I intalled a EXI 5.5 VMs on workstation 10, and I assigned 4096M for this VM. after successful installation, I managed this virtualized ESXI host using vSpere Client, from Configuration->memory, total of 4095.5M is displayed. where's the 0.5M go? Would you someone kindly give me a answer?
TIA
Robert Li
2014/8/25
Hi Robert,
Have you noticed that it also doesn't report the CPU exactly rounded up too?
My CPU is a 1.3Ghz Dual Core, vSphere client reports it as 2x1.297
My Microserver also has 16Gb in it. This should show as 16384, instead it shows as 16351.12MB so I'm missing 32 and a bit Mb. Which is exactly what I have allocated in the BIOS of the Microserver to be used as video memory.

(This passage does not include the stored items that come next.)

PR #288, opened 2021-03-09
Print program errors to stderr

axbarsan:
This makes sure that if you're piping the output of the program into a stream, you'll still see error messages in your terminal.

Before
```
kubectl gs some-command-that-fails > /dev/null
```

After
```
kubectl gs some-command-that-fails > /dev/null
Error: Invalid flag: --provider must be either aws or azure
exit status 1
```

### DIFF
--- a/CHANGELOG.md
+++ b/CHANGELOG.md
@@ -7,6 +7,10 @@ and this project's packages adheres to [Semantic Versioning](http://semver.org/s
 
 ## [Unreleased]
 
+### Changed
+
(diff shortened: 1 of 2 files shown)


kopiczko (approved):

CHANGELOG.md
```diff
@@ -7,6 +7,10 @@ and this project's packages adheres to [Semantic Versioning](http://semver.org/s
 
 ## [Unreleased]
 
+### Changed
```
kopiczko, line 10: Isn’t that fixed?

However you are running esxi as a vm in workstation. Looking at the video card settings, a minimum of 1.18Mb of your VMs memory has to be reserved for video memory. So I'd actually expect your vSphere client to be showing up as Total Capacity of memory to be 4094.82Mb.
Even so, I really wouldn't worry where 512kb has gone. If you need that memory desperately then you're probably not running with enough memory to start with ![]()
Well this terms called memory gap. in your workstation select VM" power on to Bios" >advanced> advanced chipset control > Enable memory gap : Disabled.
I means 128 KB conventional memory gap will be there . Start from 512 KB or a 1 MB Extended memory gap.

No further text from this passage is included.